PR #2094, opened 2024-02-10
[docs] Resolve remaining lint warnings

SanderKnauff:
All ESLint and ember-template-lint rules that were set to warn have now been enabled.

There were some remaining places where the lint issue could not be solved, but those places have been annotated with `{{! template-lint-disable }}` and a comment stating the reason for ignoring the lint rules.

### DIFF
--- a/docs/.eslintrc.js
+++ b/docs/.eslintrc.js
@@ -22,13 +22,6 @@ module.exports = {
   env: {
     browser: true,
   },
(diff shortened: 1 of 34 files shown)


jelhan (approved):
Looks good to me.

Thanks a lot for the detailed and precise comments in the source code. They helped a lot with reviewing.

PR #2099, opened 2024-02-14
Convert BsLinkTo to TypeScript

jelhan:
Converts `<BsLinkTo>` to TypeScript.

It seems that we are not having any tests explicitly for `<BsLinkTo>`. It is only implicitly tested due to usage in other components. Therefore this is not touching tests.

### DIFF
--- a/ember-bootstrap/addon/components/bs-link-to.hbs
+++ b/ember-bootstrap/addon/components/bs-link-to.hbs
@@ -3,6 +3,7 @@
   @models={{this.models}}
   @query={{this.query}}
   @disabled={{@disabled}}
+  class={{@attrClassInternal}}
   ...attributes
 >
   {{yield}}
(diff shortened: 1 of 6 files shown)


ember-bootstrap/addon/components/bs-link-to.hbs
```diff
@@ -1,10 +1,8 @@
-{{! @glint-nocheck }}
 <LinkTo
   @route={{@route}}
   @models={{this.models}}
   @query={{this.query}}
   @disabled={{@disabled}}
-  class={{@class}}
```
jelhan, line 7: `<BsLinkTo>` is a private component. We didn't used that argument anywhere. So I think we can just drop it. Likely a left-over from a very old version.

jelhan: Please ignore. Tests are telling me that I haven't searched correctly. Will fix.

simonihmig (approved):

PR #2103, opened 2024-02-16
exclude dev files from published package

jelhan:
I noticed that unnecessary files were included in the generated NPM package. It seems we lost the `.npmignore` file in #2073.

I added the [`.npmignore` file generated by Ember CLI for addons](https://github.com/ember-cli/ember-addon-output/blob/v5.6.0/.npmignore) as a starting point. I than added additional files after reviewing the generated package. It may contain some files not needed in our case. But I felt that does not hurt much.


SanderKnauff:
I think this file has accidentally been moved to the test-app directory. Could you remove it from there as well?

jelhan:
> I think this file has accidentally been moved to the test-app directory. Could you remove it from there as well?

Good catch! I have done that.

We now also have a nice diff between what we had pre-monorepo conversion and what we have now.

jelhan:
One thing I noticed after merging and I'm not sure about established best practices:

Should the `CHANGELOG.md` be included in the published package or not?

SanderKnauff:
> One thing I noticed after merging and I'm not sure about established best practices:
> 
> Should the `CHANGELOG.md` be included in the published package or not?

I think it is nice to have when inspecting the local files in node_modules, but I can also understand excluding it

PR #2108, opened 2024-02-28
Convert BsSpinner to TypeScript

Baltazore:
Converts <BsSpinner> to TypeScript. Including the tests.


Baltazore:
@jelhan thanks for review, updated.

jelhan (approved):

▬▬▬▬▬▬▬▬▬▬

*EXERCISE PROMPT*
The full listing is to be copied verbatim.

*SOLUTION TO THIS PROBLEM*
PR #2094, opened 2024-02-10
[docs] Resolve remaining lint warnings

SanderKnauff:
All ESLint and ember-template-lint rules that were set to warn have now been enabled.

There were some remaining places where the lint issue could not be solved, but those places have been annotated with `{{! template-lint-disable }}` and a comment stating the reason for ignoring the lint rules.

### DIFF
--- a/docs/.eslintrc.js
+++ b/docs/.eslintrc.js
@@ -22,13 +22,6 @@ module.exports = {
   env: {
     browser: true,
   },
(diff shortened: 1 of 34 files shown)


jelhan (approved):
Looks good to me.

Thanks a lot for the detailed and precise comments in the source code. They helped a lot with reviewing.

PR #2099, opened 2024-02-14
Convert BsLinkTo to TypeScript

jelhan:
Converts `<BsLinkTo>` to TypeScript.

It seems that we are not having any tests explicitly for `<BsLinkTo>`. It is only implicitly tested due to usage in other components. Therefore this is not touching tests.

### DIFF
--- a/ember-bootstrap/addon/components/bs-link-to.hbs
+++ b/ember-bootstrap/addon/components/bs-link-to.hbs
@@ -3,6 +3,7 @@
   @models={{this.models}}
   @query={{this.query}}
   @disabled={{@disabled}}
+  class={{@attrClassInternal}}
   ...attributes
 >
   {{yield}}
(diff shortened: 1 of 6 files shown)


ember-bootstrap/addon/components/bs-link-to.hbs
```diff
@@ -1,10 +1,8 @@
-{{! @glint-nocheck }}
 <LinkTo
   @route={{@route}}
   @models={{this.models}}
   @query={{this.query}}
   @disabled={{@disabled}}
-  class={{@class}}
```
jelhan, line 7: `<BsLinkTo>` is a private component. We didn't used that argument anywhere. So I think we can just drop it. Likely a left-over from a very old version.

jelhan: Please ignore. Tests are telling me that I haven't searched correctly. Will fix.

simonihmig (approved):

PR #2103, opened 2024-02-16
exclude dev files from published package

jelhan:
I noticed that unnecessary files were included in the generated NPM package. It seems we lost the `.npmignore` file in #2073.

I added the [`.npmignore` file generated by Ember CLI for addons](https://github.com/ember-cli/ember-addon-output/blob/v5.6.0/.npmignore) as a starting point. I than added additional files after reviewing the generated package. It may contain some files not needed in our case. But I felt that does not hurt much.


SanderKnauff:
I think this file has accidentally been moved to the test-app directory. Could you remove it from there as well?

jelhan:
> I think this file has accidentally been moved to the test-app directory. Could you remove it from there as well?

Good catch! I have done that.

We now also have a nice diff between what we had pre-monorepo conversion and what we have now.

jelhan:
One thing I noticed after merging and I'm not sure about established best practices:

Should the `CHANGELOG.md` be included in the published package or not?

SanderKnauff:
> One thing I noticed after merging and I'm not sure about established best practices:
> 
> Should the `CHANGELOG.md` be included in the published package or not?

I think it is nice to have when inspecting the local files in node_modules, but I can also understand excluding it

PR #2108, opened 2024-02-28
Convert BsSpinner to TypeScript

Baltazore:
Converts <BsSpinner> to TypeScript. Including the tests.


Baltazore:
@jelhan thanks for review, updated.

jelhan (approved):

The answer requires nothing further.